Tessitori naît dans la ville d'Udine (située au nord-est de l'Italie) le , de Guido Tessitori, travailleur dans un orphelinat (les Enfants-Trouvés), et de Luigia Rosa Venier Romano. Il étudie au sein du lycée classique Jacopo Stellini à Udine avant d'aller à l'université de Florence et d'obtenir son diplôme en sciences humaines en 1910[1]. Il est réputé être un étudiant calme, et quand il a commencé l'étude du sanskrit, du pali et du prakrit, ses camarades l'ont si tôt surnommé Luigi l'Indien[1].

Ayant développé un intérêt prononcé pour les langues vernaculaires du nord de l'Inde, Tessitori s'est alors efforcé d'obtenir un poste au Rajasthan. Il postule en 1913 au Bureau de l'Inde ; réalisant qu'il n'a aucune garantie d'avoir l'emploi, il contacte aussi des princes indiens qui pourraient l'employer pour un travail en linguistique. À cette période, il prend contact avec un enseignant du jaïnisme, Vijaya Dharma Suri (1868-1923), avec lequel il a une relation personnelle et professionnelle forte[1]. Suri est connu pour sa profonde connaissance de la littérature jaïn, et a joué un rôle important dans la reprise et la préservation de ces ouvrages. Tessitori fait appel à lui pour la critique de ses exégèses sur la littérature et la pratique du jaïnisme. Suri lui offre un poste à l'école jaïniste au Rajasthan, mais alors qu'il négocie la situation délicate qu'est l'accueil d'un chrétien au sein d'un communauté jaïn, Tessitori voit sa candidature au Bureau de l'Inde acceptée, et fait ses préparatifs pour se rendre en Inde en 1914.

En Inde, Tessitori s'est impliqué à la fois dans son étude linguistique de l'Inde et dans son étude archéologique, et a fait des découvertes fondamentales en indologie.

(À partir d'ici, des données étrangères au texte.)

PR #3719, opened 2024-02-27
Undo deleted pages brings back no access pages

Devorein:
### WHY

[Card](https://app.charmverse.io/charmverse/cannot-undelete-page-results-in-no-access-53334147529846)


mattcasey (approved):

components/common/CharmEditor/components/fiduswriter/ws.ts
```diff
@@ -337,12 +337,20 @@ export class WebSocketConnector {
         // message is empty
         return;
       }
+      const historyPlugin = this.editor.view.state.plugins.find((plugin) => (plugin as any).key === 'history$');
```
mattcasey, line 340: can you move this logic to the constructor of the client? Its a tad expensive and this is a function that gets called as you are typing

Devorein: Good idea! Updated and its working 🚀

PR #3727, opened 2024-02-27
fix attribution of submitters

mattcasey:
Somehow, we ended up with roleIds inside of assignedSubmitters in a pending reward on proposals. This seems to be possible if you change the application type as an admin, but not sure if thats actually what happened


components/rewards/components/RewardProperties/RewardPropertiesForm.tsx
```diff
@@ -89,7 +89,7 @@ export function RewardPropertiesForm({
   const readOnlyReviewers = !isAdmin && (readOnly || !!template?.reward.reviewers?.length);
   const readOnlyDueDate = !isAdmin && (readOnly || !!template?.reward.dueDate);
   const readOnlyApplicationType =
-    (!isAdmin && (readOnly || !!forcedApplicationType || !!template)) || !!isProposalTemplate;
+    !!forcedApplicationType || (!isAdmin && (readOnly || !!template)) || !!isProposalTemplate;
```
mattcasey, line 92: doesnt make sense for admins to be able to override this setting

PR #3730, opened 2024-02-28
Siwe v2 + remove wallet storage

valentinludu:
### WHAT
- Upgrader de siwe 2
- Removed signature storage
- added @spruceid/siwe-parser because siwe v2 doesn't want to work without it
- remove all remaining lit protocol vars
- verify token gates without user wallet connected if user is loggedin with another form of identity

### WHY
We needed to get rid of lit-siwe and lit stored signature

### TEST CASES
- login
- logout
- reward signup button
- add a new wallet in my account
- join page when a user is not loggedin
- invite page when a user is not logged in
- when logged in, switch wallets for users that have multiple wallets in their account
- when logged in, switch wallet with a new one


mattcasey (approved):

mattcasey (approved):
lots of changes, but tested and seems to work well

PR #3733, opened 2024-02-29
Guild xyz updates

valentinludu:
The main focus here is to store only the guild id
+
Fix import guild roles


mattcasey (approved):
thanks for the cleanup

PR #3741, opened 2024-03-04
Fixed deleting page node in a column deletes whole column node

Devorein:
### WHY

[Card](https://app.charmverse.io/charmverse/page-1550658364736237)


mattcasey (approved):
+100 thanks for adding a test

PR #4676, opened 2024-09-29
Show spam policy page after github connect

Devorein:


apps/scoutgame/app/api/connect-github/callback/route.ts
```diff
@@ -131,14 +136,22 @@ export async function GET(req: NextRequest) {
       id: scout.id
     },
     data: {
-      onboardedAt: new Date()
+      onboardedAt: new Date(),
+      githubUser: {
```
mattcasey, line 140: was this just an oversight? how were we not creating github user before!

mattcasey (approved):

PR #4687, opened 2024-09-30
Nft purchase UI

valentinludu:


mattcasey:
In dev, when I click on the ScoutButton on scouts page it takes me to the home page for some reason

mattcasey:
Might be WIP, but I tried it out and on desktop i can't see the whole modal:
image

valentinludu:
Fixed this one. In a latest cleanup the user was removed. I added it back.

> In dev, when I click on the ScoutButton on /scouts page it takes me to the home page for some reason. I am just using the seed data, maybe related. The modal opens if i am on the scouts public profile

valentinludu:
I don't see this error anymore. I know it was an issue with the contract not being the correct one but that is just when you have dummy data.

> The form looks really good. Might be WIP, but I tried it out and on desktop i can't see the whole modal. (I think the error is because i'm using seed data, but not sure why it says 'execution reverted', cuz i didnt click anything)

PR #4699, opened 2024-09-30
SG login info modal

valentinludu:
[Card](https://app.charmverse.io/charmverse/better-sign-in-flow-when-clicking-something-that-takes-you-to-log-in-7484419506941695)


apps/scoutgame/components/common/Header/Header.tsx
```diff
@@ -68,7 +68,7 @@ export function Header({ user }: { user: Pick<Scout, 'username' | 'avatar' | 'cu
             </Link>
             <Stack flexDirection='row' gap={2} alignItems='center'>
               <Hidden mdDown>
-                <SiteNavigation topNav />
+                <SiteNavigation topNav isAuthenticated={!!user} />
```
mattcasey, line 71: i like this choice of prop name, it's very clear

apps/scoutgame/components/common/ScoutButton/ScoutButton.tsx
```diff
@@ -36,6 +37,7 @@ export function ScoutButton({
         ${(Number(builder.price) / 10 ** builderTokenDecimals).toFixed(2)}
       </Button>
       <NFTPurchaseDialog open={isPurchasing} onClose={() => setIsPurchasing(false)} builder={builder} />
+      <SignInModalMessage open={authPopup} onClose={() => setAuthPopup(false)} />
```
mattcasey, line 40: Suggestion, maybe for next time: I think it's even better when we just have a hook like "useSignInPrompt", similar to "useSnackbar", and having one global modal and state in globalcomponents. It's much easier to use and u don't have to worry about managing a new modal state every time

mattcasey: Maybe the hook could return a method that wraps a function, and calls it you are logged in:
```
const { requireLogin } = useRequireLogin();

return <>
   <Button onClick={requireLogin(showPurchaseModal)} />
    {/* when used on an anchor link, it just prevents the link from being triggered */}
   <Link href='/profile' onMouseDown={requireLogin} />
</>

```

mattcasey (changes requested):
Look good but one request to change: the redirect after login should actually go to the page you're trying to get to. For example, if you click on Notifications, i should drop you into notifications after login. In the onClick handler on an anchor, it could use the href instead of window.location.pathname

valentinludu:
> Look good but one request to change: the redirect after login should actually go to the page you're trying to get to. For example, if you click on Notifications, i should drop you into notifications after login. Right now it just takes me back to home. In the onClick handler on an anchor, it could use the href instead of window.location.pathname

Just pushed an improvement rn.

apps/scoutgame/components/common/ScoutButton/ScoutButton.tsx
valentinludu: Yes. We can discuss tomorrow improvements for the whole app.

mattcasey (approved):

PR #4704, opened 2024-10-01
Scoutgame notifications

Devorein:


apps/scoutgame/app/(general)/notifications/page.tsx
```diff
@@ -6,8 +6,12 @@ import { getUserFromSession } from 'lib/session/getUserFromSession';
 export default async function Page() {
   const user = await getUserFromSession();
 
+  if (!user) {
```
mattcasey, line 9: i don't think we should add this -  middleware.ts makes sure that user will exist or it redirects. But really, I would rather the page throw an error so we can detect it than the user just see a blank screen with no logs, nothing to help debug.

mattcasey (approved):
Looks good to me.. that was quite a refactor. How did you do this so fast. Cursor?

PR #4708, opened 2024-10-01
Nft metadata

motechFR:


apps/scoutgamecron/src/scripts/fixArtwork.ts
```diff
@@ -12,7 +13,7 @@ async function refreshArtworks() {
   const builderNfts = await prisma.builderNft.findMany({
     where: {
       season: currentSeason,
-      contractAddress: builderContractAddress
+      contractAddress: getBuilderContractAddress().toLowerCase()
```
mattcasey, line 16: Why do we need to lowercase this? the only reason we lowercased walelt addresses in webapp is to normalize them, honestly not sure we should have done that now looking back

.ebstalk.apps.env/scoutgame.env
```diff
@@ -28,4 +28,5 @@ GITHUB_ACCESS_TOKEN="{{pull:secretsmanager:/io.cv.app/prd/github:SecretString:sc
 
 BUILDER_SMART_CONTRACT_OWNER_PRIVKEY="{{pull:secretsmanager:/io.cv.app/prd/credentials:SecretString:builder_smart_contract_owner_privkey}}"
 
-REACT_APP_ENABLE_BUILDER_SMART_CONTRACT="true"
\ No newline at end of file
+NFT_ARTWORK_S3_PATH="prd-artworks"
```
mattcasey, line 31: "prd" should be enough? its not just artworks, we also put metadata in this folder for each token

packages/scoutgame/src/builderNfts/constants.ts
```diff
@@ -27,17 +25,9 @@ const devOptimismMainnetBuildersContract = '0x1d305a06cb9dbdc32e08c3d230889acb9f
...
-  ? realOptimismSepoliaBuildersContract
-  : devOptimismSepoliaBuildersContract;
-const optimismMainnetBuilderContractAddress = useRealContract
-  ? realOptimismMainnetBuildersContract
-  : devOptimismMainnetBuildersContract;
-
-export const builderContractAddress = useTestnets
-  ? optimismSepoliaBuilderContractAddress
-  : optimismMainnetBuilderContractAddress;
+export function getBuilderContractAddress(): `0x${string}` {
```
mattcasey, line 28: why is this a getter? i dont think u need to do that

mattcasey (approved):
left couple comments but code looks ok. thanks for adding the switch wallet to nft purchase

packages/scoutgame/src/builderNfts/constants.ts
motechFR: Make sure env() evaluates to something as react-env may not be loaded yet

.ebstalk.apps.env/scoutgame.env
motechFR: Fixed & also copied files to new destination

PR #4713, opened 2024-10-01
Show loading state while Rainbow kit loads

mattcasey:
This also fixes an issue when closing RainbowKit modal, you wouldn't be able to open it again because the ScoutButton's state was not being updated. (I really wish Rainbow kit offered event callbacks instead, which is why i'm using useEffect to watch for changes).

### DIFF
--- a/apps/scoutgame/components/common/ScoutButton/ScoutButton.tsx
+++ b/apps/scoutgame/components/common/ScoutButton/ScoutButton.tsx
@@ -1,6 +1,6 @@
 'use client';
 
-import { Button } from '@mui/material';
+import { LoadingButton } from '@mui/lab';
 import { builderTokenDecimals } from '@packages/scoutgame/builderNfts/constants';
 import dynamic from 'next/dynamic';
 import { useRouter } from 'next/navigation';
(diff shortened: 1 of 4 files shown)


apps/scoutgame/components/common/ScoutButton/ScoutButton.tsx
```diff
@@ -21,21 +27,22 @@ export function ScoutButton({
...
-
   return (
-    <>
-      <Button fullWidth onClick={handleClick} variant='buy' data-test='scout-button'>
-        ${(Number(builder.price) / 10 ** builderTokenDecimals).toFixed(2)}
-      </Button>
-      <NFTPurchaseDialog open={isPurchasing} onClose={() => setIsPurchasing(false)} builder={builder} />
-    </>
+    <div>
+      <DynamicLoadingContext.Provider value={setDialogLoadingStatus}>
```
mattcasey, line 40: The amount of extra code is a little crazy for me, but the result is really nice - the button shows loading while it waits to download RainbowKit, which is >1MB of js

apps/scoutgame/tsconfig.json
```diff
@@ -1,5 +1,7 @@
 {
   "compilerOptions": {
+    "declarationMap": true,
+    "declaration": true,
```
mattcasey, line 4: this enables us to cmd+click on things inside of Cursor. Also for some reason typechecking in VS Code was not working without this

PR #4724, opened 2024-10-02
Fix payment bugs

motechFR:

### DIFF
--- a/packages/scoutgame/src/builderNfts/mintNFT.ts
+++ b/packages/scoutgame/src/builderNfts/mintNFT.ts
@@ -2,9 +2,10 @@
 
 import { log } from '@charmverse/core/log';
 import { prisma } from '@charmverse/core/prisma-client';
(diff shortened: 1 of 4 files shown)


packages/scoutgame/src/builderNfts/mintNFT.ts
```diff
@@ -2,10 +2,11 @@
 
 import { log } from '@charmverse/core/log';
 import { prisma } from '@charmverse/core/prisma-client';
-import { builderNftChain } from '@packages/scoutgame/builderNfts/constants';
 import { refreshBuilderNftPrice } from '@packages/scoutgame/builderNfts/refreshBuilderNftPrice';
 import { currentSeason, getCurrentWeek } from '@packages/scoutgame/dates';
 
+import { refreshUserStats } from '../refreshUserStats';
```
mattcasey, line 8: please ermove this - and this method is used to generate seed data, do not use it on production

En 1919, il apprend que sa mère est gravement malade, et revient en Italie le . Le temps qu'il arrive, elle est déjà morte. Il reste alors plusieurs mois en Italie avant de retourner en Inde en novembre. Malheureusement, il semble avoir contracté la grippe espagnole à bord du bateau, et tombe gravement malade. Il meurt le à Bikaner[1].

Carrière modifier

Thèse et premiers travaux modifier

Entre 1846 et 1870, 12 volumes des versions en bengali ou gauda du Ramayana de Valmiki ont été publiés en Italie par Gaspare Gorresio[2], qui sont devenus dès lors une importante référence pour les indianistes italiens. La thèse de Tessitori se base sur ces travaux, et met en valeur une analyse des liens entre ceux-ci et les versions de Tulsidas, écrites en avadhi une centaine d'années plus tôt. Il montre que Tulsidas a adapté l'histoire principale depuis le Valmiki, détaillant ou réduisant les détails, en les retranscrivant sous une forme poétique indépendante de l'original, et qui pourrait être considéré comme un nouveau travail. C'est un travail laborieux nécessitant une comparaison vers par vers des deux versions, et montrant que Tulsidas a suivi différentes versions du Ramayana qui étaient répandues en Inde à cette époque[1]. Sa thèse[3],[4] a été publiée sous la supervision de Paolo Emilio Pavolini en 1911[5].

Étude linguistique de l'Inde modifier

La Société asiatique du Bengale a invité Tessitori à participer à son étude linguistique de l'Inde. Il a été chargé par George Grierson de diriger l'étude historique et de la tradition poétique du Rajputana. Il arrive en 1914 et reste au Rajputana pendant 5 ans[6]. Il traduit et commente les chroniques médiévales et les poèmes du Rajasthan, ceux qu'il avait étudiés plus tôt à la bibliothèque nationale de Florence[1]. Il étudie la grammaire du vieux rajasthani avec les mêmes lignes comparatives que sa thèse, et pose les fondations de l'histoire du développement des langues vernaculaires indo-aryennes modernes.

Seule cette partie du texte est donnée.